PR #1342, opened 2020-07-02
Fix type check

mkrecek234:
The type check returns a control, not a field, and will always fail. It has to be checked on the field object belonging to the control instead. Tested and working.

### DIFF
--- a/src/Form/Control/DropdownCascade.php
+++ b/src/Form/Control/DropdownCascade.php
@@ -43,7 +43,7 @@ class DropdownCascade extends Dropdown
 
         $this->cascadeInput = is_string($this->cascadeFrom) ? $this->form->getControl($this->cascadeFrom) : $this->cascadeFrom;
 
-        if (!$this->cascadeInput instanceof Field) {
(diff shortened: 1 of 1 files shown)


src/Form/Control/DropdownCascade.php
```diff
@@ -43,7 +43,7 @@ public function init(): void
 
         $this->cascadeInput = is_string($this->cascadeFrom) ? $this->form->getControl($this->cascadeFrom) : $this->cascadeFrom;
 
-        if (!$this->cascadeInput instanceof Field) {
+        if (!$this->cascadeInput->field instanceof Field) {
             throw new Exception('cascadeFrom property should be an instance of ' . Field::class);
```
georgehristov, line 47: I believe the lines should be changed to `instance of Form\Control::class`

There are more changes to do in this class property names to keep consistency so I will take it up later today.

mkrecek234:
```suggestion
            if (!$this->cascadeInput instanceof Control) {
```

georgehristov:
Replaced by #1343

PR #1348, opened 2020-07-05
Fix not freed objects/references

### LINKED ISSUE #1347: Something is not releasing memory, at least in tests
patch phpunit like:
image

I tested to change it to 5000x and all other repos except this passed - this repo failed with memory exhausted fatal error

mvorisek:
fixes https://github.com/atk4/ui/issues/1347

the issue was related with `App` which was not GCed as it remained referenced because of `register_shutdown_function` and other global handlers.

example after unit tests were run 5000x in the same process with this PR:
image
(originally failed after a few runs...)


georgehristov (approved):
Good catch!

PR #1349, opened 2020-07-06
Refactor Template and improve performance and type safety

mvorisek:
marking as `BC break` as the internal structure is no longer accessible from outside the class

otherwise fully BC, this feature is not used much in a custom code

even with additional checks the whole app (unit tests) are overall 11% faster than before

before:
image

after:
image


mvorisek:
@ibelar can you review this PR

src/Template.php
```diff
@@ -120,24 +102,19 @@ public function isTopTag($tag): bool
...
-        $tag = array_shift($a);
-        //$ref = array_shift($a); // unused
+        $tag = explode('#', $tag, 2)[0];
         if (!isset($this->tags[$tag])) {
-            throw $this->exception('Tag not found in Template')
-                ->addMoreInfo('tag', $tag)
-                ->addMoreInfo('tags', implode(', ', array_keys($this->tags)));
+            throw $this->exceptionAddMoreInfo(
+                (new Exception('Tag not found in Template'))
+                    ->addMoreInfo('tag', $tag)
```
romaninsh: listing existing tags is very helpful in the error message. Could we keep that?

src/Template.php
```diff
@@ -154,51 +131,35 @@ public function &getTagRef($tag)
...
-        $ref = array_shift($a);
-        if (!$ref) {
+        if (strpos($tag, '#') === false) {
             if (!isset($this->tags[$tag])) {
-                throw $this->exception('Tag not found in Template')
-                    ->addMoreInfo('tag', $tag)
-                    ->addMoreInfo('tags', implode(', ', array_keys($this->tags)));
+                throw $this->exceptionAddMoreInfo(
+                    (new Exception('Tag not found in Template'))
+                        ->addMoreInfo('tag', $tag)
```
romaninsh: same as above - tags.

src/Template.php
```diff
@@ -662,23 +610,18 @@ public function tryLoad(string $filename)
...
-        $this->template = $this->tags = [];
-        if (!$str) {
-            return;
-        }
+        $this->tags = [];
+        $this->template = [];
         $this->tag_cnt = [];
 
-        // First expand self-closing tags {$tag} -> {tag}{/tag}
-        $str = preg_replace('/{\$([-_:\w]+)}/', '{\1}{/\1}', $str);
```
romaninsh, line 679: moved to parseTemplate.

src/Template.php
```diff
@@ -689,112 +632,86 @@ public function loadTemplateFromString($str)
...
-     *
-     * @return string unique tag name
+     * Register tag and return unique tag name.
      */
-    protected function regTag($tag)
+    protected function regTag(string $tag): string
     {
         if (!isset($this->tag_cnt[$tag])) {
-            $this->tag_cnt[$tag] = 0;
+            $this->tag_cnt[$tag] = -1;
```
romaninsh: could we keep those at 0 and start tags with #1? may introduce a minor compatibility issue. I have used positional tag references in the past (although long time ago).

src/Template.php
```diff
@@ -689,112 +632,86 @@ public function loadTemplateFromString($str)
...
      * Deploys parse recursion.
-     *
-     * @param string $str
      */
-    protected function parseTemplate($str)
+    protected function parseTemplate(string $str): void
     {
-        $tag = '/{([\/$]?[-_:\w]*[\?]?)}/';
+        $strHash = hash('sha256', $str);
+        if (!isset(self::$_parseTemplateCache[$strHash])) {
```
romaninsh: clever ;)

romaninsh (changes requested):
lets keep tag numbering as-is. Which part of this is BC break?

src/Template.php
mvorisek: `exceptionAddMoreInfo` does that... minor refactoring only.

src/Template.php
mvorisek: `exceptionAddMoreInfo` does that... minor refactoring only.

src/Template.php
mvorisek: yes...

src/Template.php
mvorisek: rebuildTags started on #0 already and we normalize it now to the more programmer way - the numbers after # are just like indexes! @romaninsh please rereview and approve

mvorisek: closing this as this is now internal representaton only

src/Template.php
```diff
@@ -18,191 +18,131 @@ class Template implements \ArrayAccess
...
             return [&$this->template];
         }
 
-        $a = explode('#', $tag);
-        $tag = array_shift($a);
-        $ref = array_shift($a);
-        if (!$ref) {
-            if (!isset($this->tags[$tag])) {
-                throw $this->exception('Tag not found in Template')
+        $tag = explode('#', $tag, 2)[0];
```
DarkSide666, line 132: This code below slightly duplicate code in `getTagRef` method.

src/Template.php
```diff
@@ -521,7 +466,7 @@ public function del($tag)
     public function tryDel($tag)
     {
         if (is_array($tag)) {
-            return $this->del($tag);
+            return $this->tryDel($tag);
```
DarkSide666: This is wrong and will create infinite loop.
Probably should be:
```
if (is_array($tag)) {
    foreach ($tag as $t) {
        $this->tryDel($t);
    }

    return $this;
}
```

src/Template.php
mvorisek: Yes, but we need to access `tagsIndex` first. Later, we should probably store values of template structure in 1D array to fix the rest performance issues. (I expect like +200% faster code)

src/Template.php
```diff
@@ -594,24 +527,22 @@ public function eachTag($tag, $callable)
...
-     * @return self
+     * @return static
      */
-    public function cloneRegion($tag)
+    public function cloneRegion(string $tag)
     {
-        if ($this->isTopTag($tag)) {
-            return clone $this;
+        $template = new static();
+        $template->app = $this->app;
```
DarkSide666, line 539: Is App required for template to work? If it's not mandatory, then this line should be optional.

DarkSide666 (changes requested):
Found 1 bug, but besides that LGTM.

src/Template.php
mvorisek: good catch, fixed

src/Template.php
mvorisek: see Skype, was needed and is needed, if we want to not change other core things (Model or how templates can be used)

romaninsh:
@mvorisek are you planning to revert on the numbering from 0 for better BC?

src/Template.php
```diff
@@ -689,112 +614,87 @@ public function loadTemplateFromString($str)
...
-     * @return string unique tag name
+     * Register tag and return unique tag name.
      */
-    protected function regTag($tag)
+    protected function regTag(string $tag): string
     {
-        if (!isset($this->tag_cnt[$tag])) {
-            $this->tag_cnt[$tag] = 0;
+        if (!isset($this->tagCnt[$tag])) {
+            $this->tagCnt[$tag] = -1;
```
romaninsh, line 630: can we keep this as 0 for BC?

romaninsh (changes requested):

src/Template.php
mvorisek: no longer avaiable to outside, thus irrelevant

DarkSide666 (approved):

PR #1358, opened 2020-07-08
Refactor render methods

mvorisek:
See commit messages for more

Historically, these render methods were not properly renamed and there is a lot of mess in it.

This PR fixes the major issues with minimal breaking impact.

Later, we should merge `render` and `getHtml` methods together.

typical action needed to update your code:
image


DarkSide666 (approved):
LGTM

PR #1359, opened 2020-07-09
[fix] Virtual page rendering

ibelar:
Prevent from Layout element to be output twice.
- The left menu was rendered twice using: https://ui.agiletoolkit.org/demos/interactive/virtual.php?in=callback&__atk_callback=1&p_id=Car


DarkSide666 (approved):
LGTM

PR #1360, opened 2020-07-12
Rename template dirs to match class NS

mvorisek:
No breaking change if you do not use own templates.

for consistent naming, seems like missed in https://github.com/atk4/ui/pull/1311


georgehristov (approved):

georgehristov:
I missed it intentionally but good to line up everything

PR #1361, opened 2020-07-13
Drop App::dbConnect() method

mvorisek:
related with https://github.com/atk4/data/pull/654

`App::dbConnect() method` was not even used anywhere in ui/demos, DB should be created by/added to App like:
```
$app->db = Persistence::connect($dsn, $user, $password, $args);
```


DarkSide666 (approved):
Agree

romaninsh:
Damn - this will blow up ...

PR #1370, opened 2020-07-16
Fix form selector for Lookup with dependency support

mvorisek:
this PR fixes the original selector that was relying on jQuery

bug introduced in https://github.com/atk4/ui/pull/1275

### DIFF
--- a/src/Form/Control/Lookup.php
+++ b/src/Form/Control/Lookup.php
@@ -408,7 +408,7 @@ class Lookup extends Input
 
         if ($this->dependency) {
             $this->apiConfig['data'] = array_merge([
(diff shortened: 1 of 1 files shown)


mvorisek:
@georgehristov there is also another problem - the typed data are not typecasted, I think, we should pass them typecasted, right?

georgehristov (approved):

georgehristov:
Can you give example?

mvorisek:
> 
> 
> Can you give example?

sure:

image

mvorisek:
> 
> 
> Can you give example?

sure:

image

@georgehristov this fix merged, but the typecasting should be solved, in ui/php, we should never operate on raw input data except if we process them raw. This issue seems almost as bug to me, as if `$_GET['form']` data are not presented, the passed data ARE typecasted.

PR #1372, opened 2020-07-21
Add App::jsDirectReload()

mvorisek:
see Discord, do we have enought usecases for this or should it stay per custom usecase only?


mvorisek:
maybe later, but not strong enough usecase for now

PR #1374, opened 2020-07-21
[fix] Modal Element reload

ibelar:
Fix issue when an element inside a modal needs to be reloaded. 
This fix will prevent the `View::getHtml()` method to run into an infinite loop.


src/View.php
```diff
@@ -790,6 +790,8 @@ public function renderToJsonArr(bool $forceReturn = true, $region = null): array
     public function getHtml()
     {
         if (isset($_GET['__atk_reload']) && $_GET['__atk_reload'] === $this->name) {
+            // prevent from looping if this get render again, i.e. part of a Modal View.
+            $_GET['__atk_reload'] = null;
```
mvorisek: `$_GET`, `$_POST`, ... should be always a string by definition and we may rely on this property - fix otherwise ok, but unset it with `unset()` instead

mvorisek: also, can we cover this in tests?

mvorisek: why do you mention `Modal View`, is it Modal specific only?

■ REQUIRED ACTION
Only lines of the data holding the word "implode" go in the answer. Please copy each of them.

■ RESULT OF THE TASK
-                ->addMoreInfo('tags', implode(', ', array_keys($this->tags)));
-                    ->addMoreInfo('tags', implode(', ', array_keys($this->tags)));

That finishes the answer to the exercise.